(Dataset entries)
%%

PR #955, opened 2023-05-09
Add fakes subpackage

jhendrixMSFT:
Disabled by default, add --generate-fakes to enable. Consolidated LRO/pageable naming.


packages/autorest.go/src/fake/servers.ts
```diff
@@ -7,11 +7,11 @@ import { Session } from '@autorest/extension-base';
 import { ArraySchema, ByteArraySchema, ChoiceSchema, CodeModel, ConstantSchema, DateTimeSchema, GroupProperty, ImplementationLocation, NumberSchema, OperationGroup, Operation, Parameter, SchemaType, SerializationStyle } from '@autorest/codemodel';
 import { capitalize, uncapitalize } from '@azure-tools/codegen';
 import { values } from '@azure-tools/linq';
-import { aggregateParameters, formatConstantValue, getSchemaResponse, isBinaryResponseOperation, isLROOperation, isPageableOperation, isTypePassedByValue } from '../common/helpers';
+import { aggregateParameters, formatConstantValue, getSchemaResponse, isBinaryResponseOperation, isLROOperation, isPageableOperation } from '../common/helpers';
```
RickWinter, line 10: Why two entries for the imports from ../common/helpers?  We should import all the types we use from the same package in one import statement.

RickWinter:
Why did all the resp rspError change names to respr and resprError?

packages/autorest.go/src/fake/servers.ts
jhendrixMSFT: Fixed.

chlowell (approved):

Issue #951, opened 2023-05-03
Add custom extension to exclude generated marshallers/unmarshallers


jhendrixMSFT:
This is required to support a new feature in azblob where blob names are base-64 encoded.

jhendrixMSFT:
Also fix XML handling of `,chardata`

jhendrixMSFT:
Fixed in `preview.49` of the code generator.

PR #957, opened 2023-05-15
Add feature to omit generated SerDe methods

jhendrixMSFT:
Adding extension x-ms-go-omit-serde-methods to a type will cause the code generator to skip emitting SerDe methods.
Fixed handling of XML text data (x-ms-text extension).

Fixes https://github.com/Azure/autorest.go/issues/951


packages/autorest.go/src/generator/structs.ts
```diff
@@ -182,6 +182,9 @@ export function getXMLSerialization(prop: Property, lang: Language): string {
   if (prop.schema.serialization?.xml?.name) {
     // xml can specifiy its own name, prefer that if available
     serialization = prop.schema.serialization.xml.name;
+  } else if (prop.schema.serialization?.xml?.text) {
+    // see https://github.com/Azure/autorest/tree/main/docs/extensions#x-ms-text
+    serialization = ',chardata';
```
chlowell, line 187: Is the link supposed to explain this value? I'm still wondering about the leading comma, and what "chardata" means

jhendrixMSFT: It explains where the value of `text` comes from (the `x-ms-text` extension).  The value `,chardata` is what the in-box [XML parser](https://pkg.go.dev/encoding/xml#Unmarshal) uses to indicate if a field is raw character data.  I can update the comment to clarify this.

chlowell (approved):

PR #959, opened 2023-06-02
Generated file headers trigger edit warning

chlowell:
Go tools use a conventional regex to identify generated code. This ensures our generated files match, so for example the Go extension for VS Code will warn when editing them.


packages/autorest.go/test/synapse/azspark/zz_models.go
```diff
@@ -207,7 +206,9 @@ type Session struct {
 	// Dictionary of
 	AppInfo    map[string]*string
 	ArtifactID *string
-	Errors     []*ServiceError
+
+	// The error information.
+	Errors []*ServiceError
```
chlowell, line 211: I don't know why we didn't have this comment before, but I get the same diff on main.

jhendrixMSFT: Hmm could this come from the version of autorest being used in CI?  We don't pin to a specific version.  If you update your autorest installation to latest and regenerate `azspark` does the comment show up?

chlowell: Hey, that did the trick 🏆

packages/autorest.go/src/generator/helpers.ts
```diff
@@ -20,9 +20,16 @@ export async function contentPreamble(session: Session<CodeModel>, packageName?:
...
-  text += `// +build go1.18\n\n${headerText}\n// DO NOT EDIT.\n\n`;
-  text += `package ${packageName}\n\n`;
+  let text = `//go:build go1.18\n// +build go1.18\n\n`
+  // ensure tools recognize the file as generated according to
+  // https://pkg.go.dev/cmd/go#hdr-Generate_Go_files_by_processing_source
+  text += headerText.replace(/^\/\/ Code generated .*\.$/m, '$& DO NOT EDIT.');
+  if (text.match(/^\/\/ Code generated .* DO NOT EDIT\.$/m)) {
+    text += "\n"
+  } else {
+    text += "// Code generated by @autorest/go. DO NOT EDIT.\n\n"
```
jhendrixMSFT, line 30: Is there a case where this branch is executed or is this just defensive?

jhendrixMSFT (approved):

packages/autorest.go/src/generator/helpers.ts
chlowell: We land here when there's no license header or the header doesn't have a "Code generated ..." line. I see the same MIT header everywhere so practically speaking it's probably just future proofing.

Looking at this again, I saw it could be simplified by moving a newline.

%%

Restate each record word for word.

PR #955, opened 2023-05-09
Add fakes subpackage

jhendrixMSFT:
Disabled by default, add --generate-fakes to enable. Consolidated LRO/pageable naming.


packages/autorest.go/src/fake/servers.ts
```diff
@@ -7,11 +7,11 @@ import { Session } from '@autorest/extension-base';
 import { ArraySchema, ByteArraySchema, ChoiceSchema, CodeModel, ConstantSchema, DateTimeSchema, GroupProperty, ImplementationLocation, NumberSchema, OperationGroup, Operation, Parameter, SchemaType, SerializationStyle } from '@autorest/codemodel';
 import { capitalize, uncapitalize } from '@azure-tools/codegen';
 import { values } from '@azure-tools/linq';
-import { aggregateParameters, formatConstantValue, getSchemaResponse, isBinaryResponseOperation, isLROOperation, isPageableOperation, isTypePassedByValue } from '../common/helpers';
+import { aggregateParameters, formatConstantValue, getSchemaResponse, isBinaryResponseOperation, isLROOperation, isPageableOperation } from '../common/helpers';
```
RickWinter, line 10: Why two entries for the imports from ../common/helpers?  We should import all the types we use from the same package in one import statement.

RickWinter:
Why did all the resp rspError change names to respr and resprError?

packages/autorest.go/src/fake/servers.ts
jhendrixMSFT: Fixed.

chlowell (approved):

Issue #951, opened 2023-05-03
Add custom extension to exclude generated marshallers/unmarshallers


jhendrixMSFT:
This is required to support a new feature in azblob where blob names are base-64 encoded.

jhendrixMSFT:
Also fix XML handling of `,chardata`

jhendrixMSFT:
Fixed in `preview.49` of the code generator.

PR #957, opened 2023-05-15
Add feature to omit generated SerDe methods

jhendrixMSFT:
Adding extension x-ms-go-omit-serde-methods to a type will cause the code generator to skip emitting SerDe methods.
Fixed handling of XML text data (x-ms-text extension).

Fixes https://github.com/Azure/autorest.go/issues/951


packages/autorest.go/src/generator/structs.ts
```diff
@@ -182,6 +182,9 @@ export function getXMLSerialization(prop: Property, lang: Language): string {
   if (prop.schema.serialization?.xml?.name) {
     // xml can specifiy its own name, prefer that if available
     serialization = prop.schema.serialization.xml.name;
+  } else if (prop.schema.serialization?.xml?.text) {
+    // see https://github.com/Azure/autorest/tree/main/docs/extensions#x-ms-text
+    serialization = ',chardata';
```
chlowell, line 187: Is the link supposed to explain this value? I'm still wondering about the leading comma, and what "chardata" means

jhendrixMSFT: It explains where the value of `text` comes from (the `x-ms-text` extension).  The value `,chardata` is what the in-box [XML parser](https://pkg.go.dev/encoding/xml#Unmarshal) uses to indicate if a field is raw character data.  I can update the comment to clarify this.

chlowell (approved):

PR #959, opened 2023-06-02
Generated file headers trigger edit warning

chlowell:
Go tools use a conventional regex to identify generated code. This ensures our generated files match, so for example the Go extension for VS Code will warn when editing them.


packages/autorest.go/test/synapse/azspark/zz_models.go
```diff
@@ -207,7 +206,9 @@ type Session struct {
 	// Dictionary of
 	AppInfo    map[string]*string
 	ArtifactID *string
-	Errors     []*ServiceError
+
+	// The error information.
+	Errors []*ServiceError
```
chlowell, line 211: I don't know why we didn't have this comment before, but I get the same diff on main.

jhendrixMSFT: Hmm could this come from the version of autorest being used in CI?  We don't pin to a specific version.  If you update your autorest installation to latest and regenerate `azspark` does the comment show up?

chlowell: Hey, that did the trick 🏆

packages/autorest.go/src/generator/helpers.ts
```diff
@@ -20,9 +20,16 @@ export async function contentPreamble(session: Session<CodeModel>, packageName?:
...
-  text += `// +build go1.18\n\n${headerText}\n// DO NOT EDIT.\n\n`;
-  text += `package ${packageName}\n\n`;
+  let text = `//go:build go1.18\n// +build go1.18\n\n`
+  // ensure tools recognize the file as generated according to
+  // https://pkg.go.dev/cmd/go#hdr-Generate_Go_files_by_processing_source
+  text += headerText.replace(/^\/\/ Code generated .*\.$/m, '$& DO NOT EDIT.');
+  if (text.match(/^\/\/ Code generated .* DO NOT EDIT\.$/m)) {
+    text += "\n"
+  } else {
+    text += "// Code generated by @autorest/go. DO NOT EDIT.\n\n"
```
jhendrixMSFT, line 30: Is there a case where this branch is executed or is this just defensive?

jhendrixMSFT (approved):

packages/autorest.go/src/generator/helpers.ts
chlowell: We land here when there's no license header or the header doesn't have a "Code generated ..." line. I see the same MIT header everywhere so practically speaking it's probably just future proofing.

Looking at this again, I saw it could be simplified by moving a newline.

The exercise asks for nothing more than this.